Parallel workflows with QiskitFunction¶
In this tutorial, we’ll explore how to run quantum workloads in parallel using Qiskit Serverless. The function defines a distributed task that transpiles and samples a single circuit on a chosen backend; then the main body launches one task per circuit and gathers the results.
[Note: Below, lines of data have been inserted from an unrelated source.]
PR #1096, opened 2023-02-23
Sort

VadKol:


src/arrayMethodSort.js
```diff
@@ -3,9 +3,39 @@
...
+    case stringPrevious < stringCurrent:
+      return -1;
+  }
+};
+
 function applyCustomSort() {
-  [].__proto__.sort2 = function(compareFunction) {
-    // write code here
+  [].__proto__.sort2 = function(compareFunction = defaultCompare) {
+    let count = 0;
```
gretoq, line 21:
```suggestion
    let count;
```

src/arrayMethodSort.js
```diff
@@ -3,9 +3,39 @@
...
+  const stringCurrent = String(current);
+
+  switch (true) {
+    case stringPrevious > stringCurrent:
+      return 1;
+
+    case stringPrevious < stringCurrent:
+      return -1;
+  }
+};
```
gretoq, line 17: Why you use switch statement, if  you have 2 variants to return. Use:
  return (...condition)
    ? ...value for true
    : ...value for false.

gretoq (changes requested):
Fix some issues, see the comments

src/arrayMethodSort.js
VadKol: Fixed ✔

src/arrayMethodSort.js
```diff
@@ -3,9 +3,35 @@
 /**
  * Implement method Sort
  */
+const defaultCompare = (previous, current) => {
+  const stringPrevious = String(previous);
+  const stringCurrent = String(current);
+
+  return stringPrevious > stringCurrent
+    ? 1
+    : -1;
```
sergii-nosachenko, line 12: Returning `String(previous) > String(current)` is enough

src/arrayMethodSort.js
```diff
@@ -3,9 +3,35 @@
...
+};
+
 function applyCustomSort() {
-  [].__proto__.sort2 = function(compareFunction) {
-    // write code here
+  [].__proto__.sort2 = function(compareFunction = defaultCompare) {
+    let count;
```
sergii-nosachenko, line 17:
```suggestion
    let countSwapped;
```

sergii-nosachenko (changes requested):

src/arrayMethodSort.js
VadKol: Fixed ✔

src/arrayMethodSort.js
VadKol: Fixed ✔

sergii-nosachenko (approved):
Good work 👍

Issue #2337, opened 2022-08-09
Change `EstimateSwap` to not require assets


mattverse:
## Background

Current `EstimateSwap` queries, namely `EstimateSwapExactAmountIn` and `EstimateSwapExactAmountOut` and the `EstimateSwap` API in the bindings query does not only estimate swaps but includes the actual process of swapping to calculate and estimate. IMO, an API for estimating should not include balance check for the account trying to do the query. Take the gas estimation query in the Cosmos SDK for example, it does not require the sender to have the designated amount of fee and balance as well. 

## Suggested Design

I suggest that we move towards supporting the `EstimateSwap` API so that swaps can be estimated without performing the actual performance of swaps. This can be possibly done by separating out some of the logic within `MultihopSwapExactAmountOut` and `MultihopSwapExactAmountIn`

ValarDragon:
Closed by #3424 which got into v13!

We should update the queries accordingly as well

PR #2378, opened 2022-08-12
Estimate swap

vuong177:
Closes: #2337

Change `EstimateSwap` to not require assets.

## Brief Changelog
- Remove field `Sender` in `EstimateSwap` queries.

## Testing and Verifying

  - Does this pull request introduce a new feature or user-facing behavior changes? (yes / no) no
  - Is a relevant changelog entry added to the `Unreleased` section in `CHANGELOG.md`? (yes / no) no 
  - How is the feature or change documented? (not applicable   /   specification (`x/<module>/spec/`)  /  [Osmosis docs repo](https://github.com/osmosis-labs/docs)   /   not documented) not applicable


proto/osmosis/gamm/v1beta1/query.proto
```diff
@@ -146,9 +146,8 @@ message QuerySpotPriceResponse {
 
 //=============================== EstimateSwapExactAmountIn
 message QuerySwapExactAmountInRequest {
-  string sender = 1 [ (gogoproto.moretags) = "yaml:\"sender\"" ];
-  uint64 pool_id = 2 [ (gogoproto.moretags) = "yaml:\"pool_id\"" ];
-  string token_in = 3 [ (gogoproto.moretags) = "yaml:\"token_in\"" ];
+  uint64 pool_id = 1 [ (gogoproto.moretags) = "yaml:\"pool_id\"" ];
+  string token_in = 2 [ (gogoproto.moretags) = "yaml:\"token_in\"" ];
```
ValarDragon, line 150: Thanks for catching this, pretty funny mistake lol!

However, please don't change the field numbers in proto files like this, lets keep them at the old field numbers, this makes it so legacy clients don't have to update, to 'just work' with the changed proto.

vuong177: Yep, I'll return old field number.

vuong177:
I've created a PR  https://github.com/osmosis-labs/bindings/pull/37 to remove sender field.

wasmbinding/queries.go
```diff
@@ -95,16 +95,12 @@ func (qp QueryPlugin) EstimateSwap(ctx sdk.Context, estimateSwap *bindings.Estim
...
-	if err != nil {
-		return nil, sdkerrors.Wrap(err, "gamm estimate swap sender address")
-	}
 
 	if estimateSwap.Amount == (bindings.SwapAmount{}) {
 		return nil, wasmvmtypes.InvalidRequest{Err: "gamm estimate swap empty swap"}
 	}
 
-	estimate, err := PerformSwap(qp.gammKeeper, ctx, senderAddr, estimateSwap.ToSwapMsg())
+	estimate, err := PerformSwap(qp.gammKeeper, ctx, nil, estimateSwap.ToSwapMsg())
```
mattverse, line 103: Can we change this API as well? We can erase the sender Addr here as well

proto/osmosis/gamm/v1beta1/query.proto
```diff
@@ -165,7 +164,6 @@ message QuerySwapExactAmountInResponse {
 
 //=============================== EstimateSwapExactAmountOut
 message QuerySwapExactAmountOutRequest {
-  string sender = 1 [ (gogoproto.moretags) = "yaml:\"sender\"" ];
   uint64 pool_id = 2 [ (gogoproto.moretags) = "yaml:\"pool_id\"" ];
```
mattverse, line 167: This change is going to be a breaking change anyhow, Can we update the field numbers? (e.g pool_id -> 1)

x/gamm/keeper/swap.go
```diff
@@ -154,22 +154,24 @@ func (k Keeper) updatePoolForSwap(
 		return err
```
mattverse, line 154: I don't think calling a setter method(`setPool`) inside a query method is a safe way of doing this IMO.
We should either completely separate out the querying methods from the existing method or create a new separate method for this estimate call

mattverse (changes requested):
Thanks for tackling this! I personally don't think it's a safe way to have a setter inside a query method nor do I think using the same route for swaps and queries is a safe way of doing this. 

I would like to suggest further separation of the setters inside the existing method of swapping, or create a new method for this query

proto/osmosis/gamm/v1beta1/query.proto
mattverse: Ah just checked the convo above resolving this

x/gamm/keeper/swap.go
ValarDragon: Yeah, this is concerning, great catch.

So turns out some queries in the SDK already do this, so for now this is grudgingly ok, we should cache the context in our query layer to prevent this for now.

x/gamm/keeper/swap.go
```diff
@@ -154,22 +154,24 @@ func (k Keeper) updatePoolForSwap(
...
-	if err != nil {
-		return err
-	}
-
-	err = k.bankKeeper.SendCoins(ctx, pool.GetAddress(), sender, sdk.Coins{
-		tokenOut,
-	})
-	if err != nil {
-		return err
+	if sender != nil {
```
ValarDragon, line 157: I don't think we should do this

vuong177:
Thanks @ValarDragon @mattverse. I'll make your suggestion.

x/gamm/keeper/swap.go
vuong177: Yes, I'll revert old logic.

x/gamm/keeper/swap.go
ValarDragon: I suggest we don't block this pr on this

mattverse (approved):

ValarDragon:
This absolutely needs a changelog update. @mattverse can you PR one?

ValarDragon:
Wait this code completely changed since last review

vuong177:
hey duplicate code beacuse esimate swap have similar logic as real swap. Should we add a boolean variable `estimate` in `UpdatePoolForSwap`

vuong177:
Also add `estimate` in `SwapExactAmountIn` and `MultihopSwapExactAmountIn`

mattverse:
Yeah, with the scope of this PR getting big, the approach I would want to take on re-merging this PR is me shooting a secondary PR on top of this branch for further refactoring and reducing code duplication, after we merge that second PR into this one, we can give it a last review and then re merge this PR.

mattverse:
@vuong177 https://github.com/osmosis-labs/osmosis/pull/2501 would appreciate it if you could also review this :)

PR #2384, opened 2022-08-12
fix(ci): import paths script to work with query gen

p0mvn:
Closes: #XXX

The ci script is not working for the new query generation because it selects specific files types to update import paths for. Instead, we should relax the constraint of what files should be updated (all but in `vendor/*`, `git/*` or `*.md` files)

## Testing and Verifying

Tested that script works locally

### DIFF
--- a/scripts/replace_import_paths.sh
+++ b/scripts/replace_import_paths.sh
@@ -24,9 +24,7 @@ files=$(find ./ -type f -and -not \( -path './vendor*' -or -path './.git*' -or -
 
 echo "Updating all files"
 for file in $files; do
-    if [ -f "${file}" ]; then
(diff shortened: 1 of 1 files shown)


scripts/replace_import_paths.sh
```diff
@@ -17,30 +17,25 @@ replace_paths() {
...
-for mod in $modules;
-do
-    for file in $mod/*; do
-        if [ -f "${file}" ]; then
-            replace_paths $file
-        fi
-    done
-done
+echo "Replacing import paths in all files"
+pwd
```
p0mvn, line 21:
```suggestion
```

ValarDragon (approved):

Issue #2042, opened 2022-07-13
proposal: implement the ability to print out container logs when e2e fails waiting on node to reach a certain height


p0mvn:
## Background

Currently, it is challenging to debug e2e upgrades and setup both in CI and locally because, when a node container fails, its logs are not printed to stdout.

We need to be able to print the logs from a failing container to the host's stdout.

## Story
>As an Osmosis engineer, I would like to be able to easily identify the source of e2e node container failures so that I can avoid debugging our tooling and focus at being efficient at fixing the actual failures

## Example

This is an example of what we see in the CI logs when node fails to produce blocks:
https://github.com/osmosis-labs/osmosis/runs/7312134568?check_suite_focus=true

Not much useful information is available.

## Suggested Design

We should be able to achieve this by adding logic to [the following branch](https://github.com/osmosis-labs/osmosis/blob/3e449625e06fe8d86ad320d1a2989c19075fea3b/tests/e2e/configurer/chain/chain.go#L117) of `WaitUntil` method of `chain.Config` module.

Instead of executing a single circuit like in Tutorial 02, we’ll pass a list of circuits and use the `@distribute_task() <https://qiskit.github.io/qiskit-serverless/stubs/qiskit_serverless.core.distribute_task.html#qiskit_serverless.core.distribute_task>`__ decorator to transpile each one concurrently across distributed compute resources. Then, we will send them in one batch for execution.
Prep work¶
To utilize prallelism, the function we will write needs to have a method that can run independently from the main thread. Transpilation of a circuit can run independently from other tanspilations so we will make it our parallel task.
The function accepts:
A list of circuits to run.
A backend name (either a simulator or a real device).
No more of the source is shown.